Scientist *walks in*: Vat vas dat about?
AlumiuN: Why does that alien know Das Lied der Deutschen?
Scientist: I taught him it.
AlumiuN: Why, of all songs, would you teach him that?
Scientist: You do not like it? Vat is wrong mit it?
AlumiuN: Let me tell you about what happened two years ago.

AlumiuN: I was in Munich on a holiday with my parents, who hadn't been on a holiday for about 10 years. Long story very short, a German extremist group detonated a large bomb near where we were staying - near enough that the blast killed my mother instantly and put my father in a critical condition. _Then_ the hospital he was staying in was raided by the same group. He was killed by a .45 caliber bullet. Both times, I heard Das Lied der Deutschen about 10 seconds before the crap hit the wall. The media covered the whole thing up, and everyone who saw it was payed to keep quiet by the government. But by that time, I had already left, but I wondered why the government covered it up.
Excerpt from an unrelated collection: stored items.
PR #152, opened 2019-10-02
Remove strong AppKit dependency introduced by PR #150

mwyman:
Removes the strong AppKit dependency by weak-linking the NSApplicationDidFinishLaunchingNotification symbol, rather than #import-ing AppKit.

This will allow linking the fetcher to command-line programs without requiring linking AppKit. I'm not sure it makes any sense for a non-AppKit linking app to be making out-of-process requests.

### DIFF
--- a/Source/GTMSessionFetcher.m
+++ b/Source/GTMSessionFetcher.m
@@ -18,9 +18,6 @@
 #endif
 
 #import "GTMSessionFetcher.h"
-#if TARGET_OS_OSX
-#import <AppKit/AppKit.h>
-#endif
 
 #import <sys/utsname.h>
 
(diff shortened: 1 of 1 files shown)


Source/GTMSessionFetcher.m
```diff
@@ -250,11 +247,16 @@ + (void)load {
...
+  // Weakly link the application-did-finish-launching notification name, since command-line
+  // Mac clients may not link AppKit.
+  extern NSNotificationName NSApplicationDidFinishLaunchingNotification __attribute__((weak_import));
+  if (NSApplicationDidFinishLaunchingNotification != NULL) {
+    NSNotificationCenter *nc = [NSNotificationCenter defaultCenter];
+    [nc addObserver:self
+           selector:@selector(reconnectFetchersForBackgroundSessionsOnAppLaunch:)
+               name:NSApplicationDidFinishLaunchingNotification
+             object:nil];
+  }
```
thomasvl: In theory, i guess we could do the `else` here and keep the old behavior, but I guess for commandline tools it doesn't really matter.

thomasvl: I believe the fail case here is while it made the import weak, it AppKit still needed to be passed for linking commandline tools, so while it made the runtime not needed, it was still build breaking in that one still had to pass AppKit to link.

stephanemoore: Ah, I believe you are correct. I suppose that the right approach would be to use `dlsym` to load the symbol?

Three weeks of intensive research later, and I had discovered that not only had the government paid the group to do it, but a group of aliens had infiltrated the government and set the whole damn thing up.

Scientist: Ach. Scheisst. I see. Vell, ve Germans aren't all sellouts. I guess dats vhy you're here.
AlumiuN: Bingo. I would prefer it if you told no-one else about this.